WHAT IS EXPECTED:
Count up the lines of the data below that contain the string "github", then give only the total.

Collected data entries
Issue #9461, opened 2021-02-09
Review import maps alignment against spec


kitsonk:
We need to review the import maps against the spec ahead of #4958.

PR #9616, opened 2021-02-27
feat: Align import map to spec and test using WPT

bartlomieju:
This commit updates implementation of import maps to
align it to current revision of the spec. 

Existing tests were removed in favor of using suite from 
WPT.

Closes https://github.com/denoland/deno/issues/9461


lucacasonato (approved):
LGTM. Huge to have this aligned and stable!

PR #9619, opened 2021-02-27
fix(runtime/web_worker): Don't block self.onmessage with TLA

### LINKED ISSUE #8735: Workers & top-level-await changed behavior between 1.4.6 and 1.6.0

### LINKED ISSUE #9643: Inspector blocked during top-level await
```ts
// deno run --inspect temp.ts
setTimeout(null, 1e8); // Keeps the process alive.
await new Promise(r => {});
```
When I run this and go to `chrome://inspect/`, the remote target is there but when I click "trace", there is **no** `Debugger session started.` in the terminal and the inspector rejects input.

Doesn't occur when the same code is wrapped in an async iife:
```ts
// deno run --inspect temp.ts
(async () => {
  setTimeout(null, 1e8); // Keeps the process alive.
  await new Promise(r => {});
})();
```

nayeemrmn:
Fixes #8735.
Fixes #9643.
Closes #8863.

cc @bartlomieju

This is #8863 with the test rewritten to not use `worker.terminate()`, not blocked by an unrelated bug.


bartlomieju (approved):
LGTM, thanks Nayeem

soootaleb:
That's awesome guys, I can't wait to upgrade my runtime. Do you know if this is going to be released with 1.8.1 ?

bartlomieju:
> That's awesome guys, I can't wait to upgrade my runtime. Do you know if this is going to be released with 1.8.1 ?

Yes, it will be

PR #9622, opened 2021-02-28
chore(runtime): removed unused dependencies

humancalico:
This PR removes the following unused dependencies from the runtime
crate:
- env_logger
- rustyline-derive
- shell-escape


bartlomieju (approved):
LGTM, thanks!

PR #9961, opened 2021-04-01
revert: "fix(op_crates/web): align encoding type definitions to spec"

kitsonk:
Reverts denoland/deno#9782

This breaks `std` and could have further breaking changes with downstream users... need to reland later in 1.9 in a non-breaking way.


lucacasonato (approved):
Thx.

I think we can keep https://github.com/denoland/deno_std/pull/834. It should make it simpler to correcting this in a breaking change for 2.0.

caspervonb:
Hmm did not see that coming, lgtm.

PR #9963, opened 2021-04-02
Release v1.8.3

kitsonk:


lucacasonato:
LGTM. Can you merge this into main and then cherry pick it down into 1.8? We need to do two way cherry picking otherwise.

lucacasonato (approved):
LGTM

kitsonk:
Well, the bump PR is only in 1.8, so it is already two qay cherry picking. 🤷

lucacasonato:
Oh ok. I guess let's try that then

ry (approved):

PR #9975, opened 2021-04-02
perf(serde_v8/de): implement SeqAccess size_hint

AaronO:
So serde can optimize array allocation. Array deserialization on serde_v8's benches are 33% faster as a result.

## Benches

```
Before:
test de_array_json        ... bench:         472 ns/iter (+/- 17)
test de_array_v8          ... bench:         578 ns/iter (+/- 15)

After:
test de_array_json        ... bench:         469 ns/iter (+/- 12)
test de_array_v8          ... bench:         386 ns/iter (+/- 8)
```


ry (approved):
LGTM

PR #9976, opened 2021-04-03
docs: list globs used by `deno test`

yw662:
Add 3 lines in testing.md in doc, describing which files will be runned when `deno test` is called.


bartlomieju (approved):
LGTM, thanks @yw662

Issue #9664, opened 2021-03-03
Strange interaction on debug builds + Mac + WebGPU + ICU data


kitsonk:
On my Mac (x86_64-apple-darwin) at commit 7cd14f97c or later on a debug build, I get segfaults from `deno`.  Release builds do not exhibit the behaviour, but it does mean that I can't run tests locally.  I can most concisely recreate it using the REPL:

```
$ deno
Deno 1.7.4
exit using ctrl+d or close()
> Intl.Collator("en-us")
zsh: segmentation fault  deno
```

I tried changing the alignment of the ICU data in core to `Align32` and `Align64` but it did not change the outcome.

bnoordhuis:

RESPONSE TO THE EXERCISE:
2